[ENTRIES SUPPLIED — start]

PR #3830, opened 2022-09-13
jenkins: use the local version_info file for getting version

tehasdf:
no need to curl out to github (via getVersion). Just load the local packaging/version_info file.

### DIFF
--- a/jenkins/Jenkinsfile
+++ b/jenkins/Jenkinsfile
@@ -10,6 +10,21 @@ def vEnv(){
       virtualenv .venv
     ''', label: "creating virtualenv"
 }
+
+def doGetVersion(){
+  sh(script: '''#!/bin/sh -e
+    . cloudify-manager/packaging/version_info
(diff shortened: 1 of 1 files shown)


jenkins/Jenkinsfile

[ENTRIES SUPPLIED — finish]

DIRECTIONS:
From the line containing "virtualenv .venv" through the final line of the listing above, retype every line exactly; leave out everything else.

REPLY:
       virtualenv .venv
     ''', label: "creating virtualenv"
 }
+
+def doGetVersion(){
+  sh(script: '''#!/bin/sh -e
+    . cloudify-manager/packaging/version_info
(diff shortened: 1 of 1 files shown)


jenkins/Jenkinsfile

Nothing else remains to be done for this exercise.